What the task requires -
Exactly as they appear below, repeat the lines from the one with "all the time ❓" through the one with "issuesNumber.selectValue = select.value;", and no others.

-------------------------

Issue #2518, opened 2018-06-22
Testing offline - Milestones initialization


karlcow:
Steps to reproduce

1. Switch off your network connection
2. Activate the project environment
3. Enter nosetests.

Actual:
```
🐝 10:02:31 ~/code/webcompat.com
→ nosetests
Milestones are not initialized. Check logs.
```

This should not happen. The tests should be able to run independently of any milestones initialization.
We probably need at least for testing a milestones.json ready to be used so that we do not have to fetch them.

karlcow:
In https://github.com/webcompat/webcompat.com/pull/2527#issuecomment-400772839

@miketaylr said:

> Hmm... @karlcow I guess a Travis IP will hit the rate limit. I wonder if we need to hard-code milestones.json for tests?

karlcow:
I will work on this today, given the failures on Travis and the hurdles for people testing locally with/without network.

karlcow:
Some context for myself.

The milestones need to be understood in the context of #1836

Just to repeat what was said there. When 

* executing tests with nosetest
* running the app online (prod, staging)

`run.py` is **never** used.

What is used is `webcompat/*`. Each time in a module, we get a `import webcompat`, we kick the `__init__.py` which starts the milestones initialization. We probably do not want this or not in that way at least. So it would be probably good to kick it differently. 

At least #2519 reduces the network access bit.

laghee:
So after kicking Travis three times today to get tests to pass, I've become obsessed ... and confused. For one thing, I'm pretty sure this:

> When ... executing tests with nosetest ... run.py is never used.

...isn't true when running either on localhost **or** Travis. (Not sure if we're running nosetests anywhere else?)

As far as I can tell, to get `notestests` to run, we're **always** calling `run.py` or `run.py -t` either directly or by using `run start` or `run start:test`.

Couldn't we just stick a dictionary constant in `run.py` [like the one we use to compare  against in `test_config`](https://github.com/webcompat/webcompat.com/blob/81b79c4ec324cc033a16cfcf21542952fb6375b2/tests/unit/test_config.py#L41)? Since staging and production are using some mysterious `fabfile`, I assume they wouldn't be affected.

Going forward, it seems like it might create less confusion to have a more parallel process in dev/staging/prod that just pivots on environment variables or something (which I guess it probably how it works between staging and production?)...

...but for now at least we could stop Travis from crashing all the time ❓

karlcow:
[...]

PR #2527, opened 2018-06-27
Fixes #2526 - fixed filteringSort function

### LINKED ISSUE #2526: The sort function seems reversed -- like oldest and newest are doing the opposite of the expected:
Open issue for this comment by @laghee https://github.com/webcompat/webcompat.com/issues/2450#issuecomment-400588542

magsout:
This PR fixes issue #2526

## Proposed PR background

fixed `filteringSort` function. The order of issue was not stable. Every time we click on `filtered` button the order of issue changed. I created a global object to save the order and the previous select.

---

### DIFF
--- a/webcompat/static/js/lib/dashboard.js
+++ b/webcompat/static/js/lib/dashboard.js
@@ -36,14 +36,23 @@ const shouldRenderNeedsTriageList = (render = true) => {
 };
 
 /* Filtering (newest or oldest) list of Triage */
-const filteringSort = issuesNumber => {
+const filteringSort = (issuesNumber, initForm = false) => {
   const select = document.getElementById("js-Filter-sort");
-  if ("oldest" === select.value) {
-    issuesNumber.reverse();
+  const lastSelectvalue = issuesNumber.selectValue;
+  // By default the oldest option is selected
+  // But if someone selects oldest option and refresh it browser
+  // the current option selected is save
+  // so we must test the value for the initform
+  if (initForm && select.value === "newest") {
+    issuesNumber.list.reverse();
+  } else if (select.value !== lastSelectvalue && null !== lastSelectvalue) {
+    issuesNumber.list.reverse();
   }
+  // save select value
+  issuesNumber.selectValue = select.value;
   const triageList = Array.from(document.getElementsByClassName("wc-Triage"));
   triageList.forEach(issue => {
-    issue.style.order = issuesNumber.indexOf(issue.dataset["number"]);
+    issue.style.order = issuesNumber.list.indexOf(issue.dataset["number"]);
   });
 };
 
@@ -88,13 +97,11 @@ const handleSpecialFilter = (
 };
 
 /* Filtering List of triage */
-const filteringList = (renderActivityIndicator = true) => {
+const filteringList = (initForm = false, issuesNumber) => {
   /* init nbItem visible */
   let nbItemVisible = 0;
-  /* init an array of list of issue */
-  const issuesNumber = [];
 
-  if (renderActivityIndicator) {
+  if (!initForm) {
     shouldRenderActivityIndicator();
   }
   /* Triage list */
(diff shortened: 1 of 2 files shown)


laghee:
**Disclaimer:** I'm not super familiar with all the code yet, and I haven't got tests back up locally yet to double-check the Travis issue (not sure if those errors are about the new milestone fetching order?), so I'm tagging in a backup reviewer ;p ... r? @miketaylr 

So [from this it seems like the milestone list of issues (`issuesNumber`) come through in order of oldest-first, ascending](https://github.com/webcompat/webcompat.com/blob/a0dde5e397290e20e9cccf81533e64c25c0ed81c/webcompat/views.py#L437). And since we're initializing on `newest`, we need to reverse that order, so that seems sensible 👍.

Saving the sort order between filters seems reasonable, too.

I'm curious about the `sort` option in the dropdown. It doesn't seem to have utility beyond explaining the function, but the user doesn't see it unless they click (which won't have any effect on filtering). Would it make sense, or make any logic simpler/easier if we were to load that as the default option?

miketaylr:
> It failed with 403 Client Error: Forbidden for url: https://api.github.com/repos/webcompat/webcompat-tests/milestones!

Hmm... @karlcow I guess a Travis IP will hit the rate limit. I wonder if we need to hard-code milestones.json for tests?

karlcow:
@miketaylr this is #2518

miketaylr:
> @miketaylr this is #2518

thanks, it felt familiar.

miketaylr:
> I'm curious about the sort option in the dropdown. It doesn't seem to have utility beyond explaining the function, but the user doesn't see it unless they click (which won't have any effect on filtering). Would it make sense, or make any logic simpler/easier if we were to load that as the default option?

@magsout ?

magsout:
@laghee 
>I'm curious about the sort option in the dropdown. It doesn't seem to have utility beyond explaining the function, but the user doesn't see it unless they click (which won't have any effect on filtering). Would it make sense, or make any logic simpler/easier if we were to load that as the default option?

I'm not sure to understand.

What do you mean by `which won't have any effect on filtering` and `if we were to load that as the default option`?

laghee:
Sorry, @magsout, my parentheses sometimes get the better of me!

> What do you mean by `which won't have any effect on filtering` 

Selecting `sort` in the drop down and clicking on `filter` doesn't change the order of the cards.

> and `if we were to load that as the default option`?

If we loaded the page with `Sort` selected rather than `Newest`.
(We could also consider eliminating the `sort` option altogether and have just `Oldest` and `Newest`?)

magsout:
@laghee thanks for the explanations.

> (We could also consider eliminating the sort option altogether and have just Oldest and Newest?)

Good idea 👍

magsout:
@laghee @karlcow https://github.com/webcompat/webcompat.com/blob/a0dde5e397290e20e9cccf81533e64c25c0ed81c/webcompat/views.py#L437 changes the Maybe, changing filter `direction` by `desc` would a good idea?

karlcow:
I'm trying to understand. Right now we get a list where the sort is 

1. by creation date
2. from oldest to newest

The logic at the time it was designed is that the oldest ones are the more urgent.

It's how it is displayed right now.

The way the UI is working right now is that you select the parameters and you have to click "filtered" (which maybe should be "submit") which reorder the full list. 

What could be done probably is that maybe it's not necessary to have the "filtered" button and that the reordering is done with `onchange`

magsout:
@karlcow 
>The logic at the time it was designed is that the oldest ones are the more urgent.

At the moment, the UI not reflect that.

capture d ecran 2018-06-29 a 08 57 55

I need to fix that too. It's a mistake, in this way I make logic simpler in the code.

>What could be done probably is that maybe it's not necessary to have the "filtered" button and that the reordering is done with

Yes, we could do that.

magsout:
What I propose

- Remove default empty option `Sort`
- made by default `oldest` in the select (reflect the design)

little bonus? ;)
- removed button filter
- added an onChange event on every form element.

@karlcow @laghee @softvision-oana-arbuzov @softvision-sergiulogigan , what do you think?

softvision-sergiulogigan:
As far as I can see, the `Sort` and the `Newest` are pretty much the same thing (at least in today's list).
Maybe we should default to `Oldest`

And as for

> added an onChange event on every form element.

I's second this.

magsout:
@miketaylr @laghee 
updated my commits

magsout:
@laghee 
>Looks good and works for me locally -- except the filtered button is still there (and throws a type error onClick). Maybe you forgot to remove it?

oops, too much cmd+z ;)

fixed ;)

laghee:
🎉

-------------------------

Answer space -
...but for now at least we could stop Travis from crashing all the time ❓

karlcow:
[...]

PR #2527, opened 2018-06-27
Fixes #2526 - fixed filteringSort function

### LINKED ISSUE #2526: The sort function seems reversed -- like oldest and newest are doing the opposite of the expected:
Open issue for this comment by @laghee https://github.com/webcompat/webcompat.com/issues/2450#issuecomment-400588542

magsout:
This PR fixes issue #2526

## Proposed PR background

fixed `filteringSort` function. The order of issue was not stable. Every time we click on `filtered` button the order of issue changed. I created a global object to save the order and the previous select.

---

### DIFF
--- a/webcompat/static/js/lib/dashboard.js
+++ b/webcompat/static/js/lib/dashboard.js
@@ -36,14 +36,23 @@ const shouldRenderNeedsTriageList = (render = true) => {
 };
 
 /* Filtering (newest or oldest) list of Triage */
-const filteringSort = issuesNumber => {
+const filteringSort = (issuesNumber, initForm = false) => {
   const select = document.getElementById("js-Filter-sort");
-  if ("oldest" === select.value) {
-    issuesNumber.reverse();
+  const lastSelectvalue = issuesNumber.selectValue;
+  // By default the oldest option is selected
+  // But if someone selects oldest option and refresh it browser
+  // the current option selected is save
+  // so we must test the value for the initform
+  if (initForm && select.value === "newest") {
+    issuesNumber.list.reverse();
+  } else if (select.value !== lastSelectvalue && null !== lastSelectvalue) {
+    issuesNumber.list.reverse();
   }
+  // save select value
+  issuesNumber.selectValue = select.value;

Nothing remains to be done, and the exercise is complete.